You could use CSRLOC to set the cursor position rather than DSPATR(PC). That'd eliminate the need for an indicator.

When you use DSPATR(&VAR), what you're really doing is setting VAR to have the exact 5250 code that you want to send to the display. However, "position cursor" isn't really a display attribute. There's no 5250 attribute value for position cursor, so there's no value you could possibly put into &VAR that it could send to the terminal.

It's quite curious that IBM made DSPATR(PC) a display attribute in the first place. Why didn't they have a "POSCSRFLD" keyword or something like that? Why DSPATR? it has little to do with how the field is displayed.

This whole DSPATR(&VAR) thing was very poorly done, IMHO. People coding DDS want a level of abstraction between their code and the 5250 data stream. They don't want to code raw 5250 codes.
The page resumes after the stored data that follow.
PR #877, opened 2026-06-17
Tilemap Plugin Peformance/Stability Improvements

agyoungs:
I've been having more and more issues with mapviz crashing as I've been using it for more simulation intensive (especially GPU) based projects. Most of my issues went away when disabling the tile_map plugin so this PR is an attempt to address the problems I was running into. The main issues I'm addressing (both occurring only when tile_map plugin was enabled):

-  Mapviz crashes
- Temporarily unresponsive Mapviz window

Summary of Changes:
- **Fixed seg fault causing mapviz to crash**: The most important fix was moving `std::sort(images.begin(), images.end(), ComparePriority);` inside the mutex check. Without that mapviz would crash on me pretty consistently when under heavy load. This is because there was a comparison check in another thread that was accessing out of bounds memory if checking the unprocessed queue while it was being sorted.
- Lowered the priority of the cache thread. I'm not sure how much performance improvement I got from doing this, but it at least should prioritize the main thread and prevent it from getting starved and freezing the mapviz window. If you're having performance issues, you would probably rather the image cache thread get starved instead of the main thread.
- Moved image decode entirely off the main thread into CacheThread. Similar to above, it seemed better to handle decoding in the cache thread so the main thread isn't tied up doing this
- Added step to remove unprocessed requests that aren't visible in the current frame (or at least requested by pre-cache). This shouldn't affect pre-cache as it gets requested with each SetView change. But it does reduce the backlog of requests that queue up as a user pans around. With aggressive panning and zooming, a user can create a queue of 5,000 + requests. In the old code the priority naturally works out such that the currently visible tiles get priority, but this still seemed wasteful to me. Instead I set it to remove any unprocessed tiles from the queue that aren't a part of the current SetView frame. This significantly reduces how much backlog can accumulate. The sideffect is that image tiles seem to load more quickly (slightly), but at the cost that the intermediate tiles when panning around don't get queued (i.e. if a user scrolls out a lot, only the previous view and the current zoomed out view will likely get fetched; all tiles in-between likely won't be fetched until you zoom back in to the intermediate layer). If this is not desirable behavior I can remove it.

### DIFF
--- a/tile_map/include/tile_map/image_cache.hpp
+++ b/tile_map/include/tile_map/image_cache.hpp
@@ -53,7 +53,7 @@ namespace tile_map
   class Image
   {
   public:
-    Image(const QString& uri, size_t uri_hash);
+    Image(const QString& uri, size_t uri_hash, uint64_t priority = 0);
     ~Image() = default;
 
     QString Uri() const { return uri_; }
@@ -67,14 +67,11 @@ namespace tile_map
     void AddFailure();
     bool Failed() const { return failed_; }
 
-    void SetBasePriority(int32_t priority) { base_priority_ = priority; }
-    int32_t BasePriority() const { return base_priority_; }
-
     void SetLastRequestedFrame(uint64_t frame) { last_requested_frame_ = frame; }
     uint64_t LastRequestedFrame() const { return last_requested_frame_; }
 
-    void SetLastRequestedTick(uint64_t tick) { last_requested_tick_ = tick; }
-    uint64_t LastRequestedTick() const { return last_requested_tick_; }
+    void SetPriority(uint64_t priority) { priority_ = priority; }
+    uint64_t Priority() const { return priority_; }
 
     bool Loading() const { return loading_; }
     void SetLoading(bool loading) { loading_ = loading; }
@@ -91,9 +88,8 @@ namespace tile_map
     bool loading_;
     int32_t failures_;
     bool failed_;
-    int32_t base_priority_ = 0;
     uint64_t last_requested_frame_ = 0;
-    uint64_t last_requested_tick_ = 0;
+    uint64_t priority_ = 0;
 
     mutable std::shared_ptr<QImage> image_;
     QByteArray pending_data_;
--- a/tile_map/include/tile_map/image_cache.hpp
+++ b/tile_map/include/tile_map/image_cache.hpp
@@ -31,10 +31,10 @@
 #define TILE_MAP_IMAGE_CACHE_HPP_
 
 #include <string>
-#include <limits>
 
 #include <rclcpp/logger.hpp>
 
+#include <QByteArray>
 #include <QCache>
 #include <QImage>
 #include <QMap>
@@ -53,7 +53,7 @@ namespace tile_map
   class Image
   {
   public:
-    Image(const QString& uri, size_t uri_hash, uint64_t priority = 0);
+    Image(const QString& uri, size_t uri_hash);
     ~Image() = default;
 
     QString Uri() const { return uri_; }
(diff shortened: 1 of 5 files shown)


DangitBen:
Thanks for the contribution @agyoungs!

This looks like a very useful PR! I'd like to test them out though (hopefully soon), because that is a significant set of changes to the plugin.

I saw that same behavior where the `tile_map` would crash when under heavy load, especially with detailed maps and fast panning/zooming. Great catch on the sorting being outside the lock.

As for the intermediate tiles not being queued, I think that is fine. That seems in line with other mapping tools, though they may hide it better with requesting an area slightly larger than the current view or using a basemap.

laelliott:
I appreciate you reworking these issues! I was likely the original regression 😭

agyoungs:
@DangitBen Yeah no problem! And I'm still testing a few things myself and I'll mark it ready once I'm done tweaking this PR. I'm also happy to split this into multiple PRs if that makes it easier!

@laelliott I feel like this one might be an old issue, but maybe it's more noticeable/exposed with the new Carto tile source?

agyoungs:
@DangitBen @danthony06 Also, do you plan on blooming 3.0.1+ for jazzy? I've had a chance to test from the `ros2-devel` branch on jazzy with the new OpenGL updates and it looks like everything's working well. I just had to change a few includes (.h to .hpp) in some custom mapviz plugins, but it works great!

Or should I add a patch for a jazzy branch separately for this issue?

danthony06:
@agyoungs yeah, if the testing has gone well for you then I think we can bloom this for all releases. We are going to need to fork for Lyrical and newer releases because prior releases built RQT against Qt5, and Lyrical and newer are built against Qt6, which means we'll need to have separate Qt5 and Qt6 versions of Mapviz so that the application can link against the appropriate version of Qt.

As far as releasing, I think it makes sense to merge this fix into both the `kilted-devel` and `ros2-devel` branches because it fixes such a nasty bug. I can then make a release with just the bug fix in it so that people can have that. I can then make the big Qt6 and OpenGL change so that there's a clean break there.

danthony06:
I'm also working on getting all dependencies released so we can build on 26.04 (Lyrical and Rolling). There were some breaking changes that I need to fix for `marti_common`, and then it should be working. I think the other dependencies are currently gettable via `rosdep`, and `marti_common` is the remaining blocker.

agyoungs:
> As far as releasing, I think it makes sense to merge this fix into both the kilted-devel and ros2-devel branches because it fixes such a nasty bug. I can then make a release with just the bug fix in it so that people can have that. I can then make the big Qt6 and OpenGL change so that there's a clean break there.

The first time I read this I don't think I fully comprehended that there was a `kilted-devel` branch. Is `ros2-devel` the rolling branch and then for the various ROS distros you're handling with a separate branch? Or do you anticipate getting rid of the `kilted-devel` branch now that there's some feedback on the OpenGL updates in jazzy (tbf it's not kilted so maybe not valid). I see that you're planning on maintaining two branches for qt5/6 transition which makes sense, but I just wanted to know if you need me to open up additional PRs or is this the only one that's needed?

danthony06:
Yeah, that branches are a bit of a mess right now. I had originally planned on blooming all distros out of `ros2-devel`, and v3.x would indicate our OpenGL change. Then when `lyrical` released, I found out that Qt6 is going to be a permanent breaking change that I'll need separate branches for. My tentative plan is:

1. Going forward, `humble`, `jazzy`, and `kilted` will all get released from the `kilted-devel` branch.
2. `lyrical` and future versions will release from the `ros2-devel` branch, at least until another breaking change happens.
3. It sounds like the TSC is thinking about doing something different with `rolling` going forward, but I don't know all the details. If possible, I'm going to keep blooming it from `ros2-devel` as well.
4. The Qt6 break threw a wrench in my version numbers. When I release the OpenGL changes, I'd like to still bump the major version number since the .hpp rename breaks compatibility. Right now, I'm thinking of blooming up through `kilted` as a 3.x release, and `lyrical` and newer go to 4.x

For where to merge, I'd say choose whether `ros2-devel` or `kilted-devel` is easier. I'm happy to port the change to the other branch if you want, and I won't say no if you want to make the change in both branches.

DangitBen:
I finally got a moment to test this and it works well. Definitely much more stable, especially when zooming/panning quickly. There are still _some_ moments where the view hitches, but I can't tell if that's better or worse than the old performance. I'll still happily advocate to merge for the stability though.

I didn't notice intermediate files not being queued. I could see new tiles being filled in while I was panning rapidly (while not releasing the mouse button).

agyoungs:
> I finally got a moment to test this and it works well. Definitely much more stable, especially when zooming/panning quickly. There are still _some_ moments where the view hitches, but I can't tell if that's better or worse than the old performance. I'll still happily advocate to merge for the stability though.
> 
> I didn't notice intermediate files not being queued. I could see new tiles being filled in while I was panning rapidly (while not releasing the mouse button).

Sorry, just getting back to this...

Yeah, I've had a few freezes myself since. It definitely fixed the crashing issue though. I suspect this plugin could be due for a bigger refactor to make it less of a performance hog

IBM could've easily written it so that you set var = 'HI BL', and had it be high intensity and blinking.. they didn't need you to pass the raw attribute code.

But anyway, complaining about something that was implemented a long time ago and isn't changable at this point, is really an exersize in futuility.

I also want to stress that using the display file data structure to find out the pressed key is the way to go. this way, all keys can be treated the same way (function keys, page up/down, print screen, even enter).

I have the same problem with that technique. We shouldn't have to work with the raw 5250 AID bytes, we should have some level of abstraction. It's a really poor design that our two options are hex codes vs. numeric indicators.